Balancing the dataset

The dataset wasn’t very balanced:

  • 19% of images were labeled with no traffic light
  • 53% red light
  • 28% green light.

I tried balancing the dataset by oversampling the less common classes but didn’t notice any improvement.

Separating day & night

My intuition was that recognizing traffic lights in daylight and nighttime is very different. I thought maybe I could help the model by separating it into two simpler problems.

It was fairly easy to separate the images to day and night by looking at their average pixel intensity:


You can see a very natural separation of images with low average values, i.e. dark images, taken at nighttime, and bright images, taken at daytime.

I tried two approaches, both didn’t improve the results:

  • Training two separate models for day images and night images
  • Training the network to predict 6 classes instead of 3 by also predicting whether it’s day or night

Using better variants of SqueezeNet

I experimented a little bit with two improved variants of SqueezeNet. The first used residual connections and the second was trained with dense→sparse→dense training (more details in the paper). No luck. 

Localization of traffic lights

After reading a great post by deepsense.io on how they won the whale recognition challenge, I tried to train a localizer, i.e. identify the location of the traffic light in the image first, and then identify the traffic light state on a small region of the image.

I used sloth to annotate about 2,000 images which took a few hours. When trying to train a model, it was overfitting very quickly, probably because there was not enough labeled data. Perhaps this could work if I had annotated a lot more images.

Training a classifier on the hard cases

I chose 30% of the “harder” images by selecting images which my classifier was less than 97% confident about. I then tried to train classifier just on these images. No improvement. 

Different optimization algorithm

I experimented very shortly with using Caffe’s Adam solver instead of SGD with linearly decreasing learning rate but didn’t see any improvement. 

Adding more models to ensemble

Since the ensemble method proved helpful, I tried to double-down on it. I tried changing different parameters to produce different models and add them to the ensemble: initial seed, dropout rate, different training data (different split), a different checkpoint in the training. None of these made any significant improvement. 

Final classifier details

The classifier uses an ensemble of 3 separately trained networks. A weighted average of the probabilities they give to each class is used as the output. All three networks were using the SqueezeNet network but each one was trained differently.

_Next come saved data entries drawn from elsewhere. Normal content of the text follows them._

PR #995, opened 2022-12-27
Support layered `type_encoders`

provinzkraut:
# PR Checklist

### DIFF
--- a/starlite/handlers/http.py
+++ b/starlite/handlers/http.py
@@ -68,6 +68,7 @@ from starlite.types import (
     ResponseCookies,
     ResponseHeadersMap,
     ResponseType,
+    TypeEncodersMap,
 )
 from starlite.utils import Ref, annotation_is_iterable_of_type, is_async_callable
 from starlite.utils.predicates import is_class_and_subclass
@@ -190,6 +191,7 @@ def _create_data_handler(
     response_class: "ResponseType",
     return_annotation: Any,
     status_code: int,
+    type_encoders: Optional[TypeEncodersMap],
 ) -> "AsyncAnyCallable":
     """Create a handler function for arbitrary data."""
     normalized_headers = [
@@ -206,6 +208,7 @@ def _create_data_handler(
             content=data,
             media_type=media_type,
             status_code=status_code,
+            type_encoders=type_encoders,
         )
         response.raw_headers = raw_headers
 
@@ -293,6 +296,7 @@ class HTTPRouteHandler(BaseRouteHandler["HTTPRouteHandler"]):
         "deprecated",
         "description",
         "etag",
+        "has_sync_callable",
         "http_methods",
         "include_in_schema",
         "media_type",
@@ -309,7 +313,7 @@ class HTTPRouteHandler(BaseRouteHandler["HTTPRouteHandler"]):
         "sync_to_thread",
         "tags",
         "template_name",
-        "has_sync_callable",
+        "type_encoders",
     )
 
     has_sync_callable: bool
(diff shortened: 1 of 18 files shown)


starlite/handlers/http.py
```diff
@@ -563,6 +570,20 @@ def resolve_after_response(self) -> Optional["AfterResponseHookHandler"]:
 
         return cast("Optional[AfterResponseHookHandler]", self._resolved_after_response)
 
+    def resolve_type_encoders(self) -> Optional[TypeEncodersMap]:
+        """Resolve `type_encoders` by merging existing `type_encoders` from all layers.
+
+        Returns:
+            A `TypeEncodersMap` to use for this response or `None`
+        """
+        type_encoders: Optional[TypeEncodersMap] = None
```
Goldziher, line 579: you can default this to be {} and do an OR in the return statement.

Goldziher (approved):

starlite/types/composite_types.py
```diff
@@ -59,3 +59,4 @@
     Callable[..., ASGIApp], DefineMiddleware, Iterator[Tuple[ASGIApp, Dict[str, Any]]], Type[MiddlewareProtocol]
 ]
 MaybePartial = Union[T, partial]
+TypeEncodersMap = Dict[Any, Callable[[Any], Any]]
```
Goldziher, line 62: Should the callables return any or bytes?

Goldziher (approved):

starlite/types/composite_types.py
provinzkraut: `Any` is correct here. They only transform values into types that `msgspec` can understand, they don't serialize anything themselves.

starlite/response/base.py
```diff
@@ -119,6 +125,40 @@ def __init__(
...
+        "1.48.0",
+        pending=True,
+        info="Set `type_encoders` on a higher layer "
+        "instead or pass `type_encoders` to the `Response` instance directly",
+    )
+    def serializer(cls, value: Any) -> Any:
+        """Transform non-natively supported types into supported types.
+
+        Should raise `TypeError` if a type cannot be transformed into a supported type
+        """
```
peterschutt, line 139: Hey @provinzkraut - as this is meant to be a deprecation, shouldn't this still return a serialized value?

provinzkraut: Nope. This method isn’t actually being used anymore by the serializer, unless you override it in a subclass. Look at the `get_serializer` method.

This is done to provide an easier upgrade path for us, avoid passing around the default serializer, and a slight performance benefit.

peterschutt: But `Response.serializer()` is a documented method, and this changes its behavior.

E.g., this worked fine in the previous version:

```python
def default_serializer(value: Any) -> Any:
    """Serialize `value`.
    Args:
        value: To be serialized.
    Returns:
        Serialized representation of `value`.
    """
    if isinstance(value, pgproto.UUID):
        return str(value)
    return Response[Any].serializer(value)
```
Not a big issue, as now that I've pinpointed what is wrong I'm updating to the layered type encoders (which is a much better pattern), just wanted to check that this isn't an over site.

Smth similar going on in `starlite-pg-redis-docker` app, which I'll update now in due course.

provinzkraut: Ah, you’re right. I actually hadn’t thought of this case. Guess we can just revert to calling `default_serializer` in `serializer` to re-enable this. 
I’ll fix this tomorrow!

provinzkraut: @peterschutt Should be fixed by #1018

peterschutt: Thanks!

provinzkraut: Just needs a review so I can merge it :wink:

PR #1005, opened 2022-12-29
Sort tags in open api schema

### LINKED ISSUE #1004: Bug: openapi render for multiple tags isn't consistent
**Describe the bug**
When the openapi renders tags from both a controller and a route it is not deterministic. This may not be a bug? But it surprised me so thought I'd raise it.

I'm unsure if I'm doing something crazy but for a project, we check in the generated json openapi schema so we can browse the API live in gitlab. I've recently added a tag to both a controller and a route in it. But because the order of the tags isn't consistent they are going to keep flip flopping as we have a pre-commit that generates the json to make sure it's up to date. I hope that ramble makes sense...

**To Reproduce**
```python
from typing import Dict                                           
                                                                  
from starlite import Starlite, Controller, get                    
                                                                  
class TestController(Controller):                                 
    tags = ["a"]                                                  
                                                                  
    @get("/", tags=["b"])                                         
    def hello_world(self) -> Dict[str, str]:                      
        return {"hello": "world"}                                 
                                                                  
                                                                  
app = Starlite(route_handlers=[TestController])                   
print(app.openapi_schema.paths["/"].get.tags)                     
```
If you run that multiple times, you will see you get either:
```python
['a', 'b']
```
or
```python
['b', 'a']
```

**Additional context**
I believe the problem is [here](https://github.com/starlite-api/starlite/blob/835749112e8364c1516f45973c924774aca22ca9/starlite/openapi/path_item.py#L59) as it forces construction of a new set. Sorting them before returning would be viable as there shouldn't be _too many_ tags and it's a one time thing I believe?

But as I said, it may not be a problem you care about as I could be doing something silly.

ste-pool:
# PR Checklist

Fixes #1004

### DIFF
--- a/starlite/openapi/path_item.py
+++ b/starlite/openapi/path_item.py
@@ -56,7 +56,7 @@ def extract_layered_values(
             tags.extend(layer.tags)
         if layer.security:
             security.extend(layer.security)
-    return list(set(tags)) if tags else None, security or None
+    return sorted(set(tags)) if tags else None, security or None
 
 
 def create_path_item(
--- a/tests/openapi/test_tags.py
+++ b/tests/openapi/test_tags.py
@@ -23,7 +23,7 @@ def controller() -> Type[Controller]:
         path = "/controller"
         tags = ["controller"]
 
-        @get(tags=["handler"])
+        @get(tags=["handler", "a"])
         def _handler(self) -> Any:
             ...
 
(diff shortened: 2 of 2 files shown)


Goldziher (approved):

Goldziher:
@all-contributors add @ste-pool code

Model #1 — Pre-trained network with oversampling

Trained on the re-labeled training set (after fixing the ground-truth mistakes). The model was fine-tuned based on a pre-trained model of SqueezeNet trained on ImageNet.

Data augmentation during training:

  • Random horizontal mirroring
  • Randomly cropping patches of size 227 x 227 before feeding into the network

At test time, the predictions of 10 variations of each image were averaged to calculate the final prediction. The 10 variations were made of:

  • 5 crops of size 227 x 227: 1 for each corner and 1 in the center of the image
  • for each crop, a horizontally mirrored version was also used

Model accuracy on validation set: 94.21%
Model size: ~2.6 MB

Model #2 — Adding rotation invariance

Very similar to Model #1, with the addition of image rotations. During training time, images were randomly rotated by 90°, 180°, 270° or not at all. At test-time, each one of the 10 variations described in Model #1 created three more variations by rotating it by 90°, 180°, and 270°. A total of 40 variations were classified by our model and averaged together.

Model accuracy on validation set: 94.1%
Model size: ~2.6 MB

Model #3 — Trained from scratch

This model was not fine-tuned but instead trained from scratch. The rationale behind it was that even though it achieves lower accuracy, it learns different features on the training set than the previous two models, which could be useful when used in an ensemble.

Data augmentation during training and testing are the same as Model #1: mirroring and cropping.

Model accuracy on validation set: 92.92%
Model size: ~2.6 MB

Combining the models together

Each model output three values, representing the probability that the image belongs to each one of the three classes. We averaged their outputs with the following weights:

  • Model #1: 0.28
  • Model #2: 0.49
  • Model #3: 0.23

The values for the weights were found by doing a grid-search over possible values and testing it on the validation set. They are probably a little overfitted to the validation set, but perhaps not too much since this is a very simple operation.

Model accuracy on validation set: 94.83%
Model size: ~7.84 MB
Model accuracy on Nexar’s test set: 94.955% 

Examples of the model mistakes


Source: Nexar

The green dot in the palm tree produced by the glare probably made the model predict there’s a green light by mistake.


Source: Nexar

The model predicted red instead of green. A tricky case when there is more than one traffic light in the scene.


The model said there’s no traffic light while there’s a green traffic light ahead.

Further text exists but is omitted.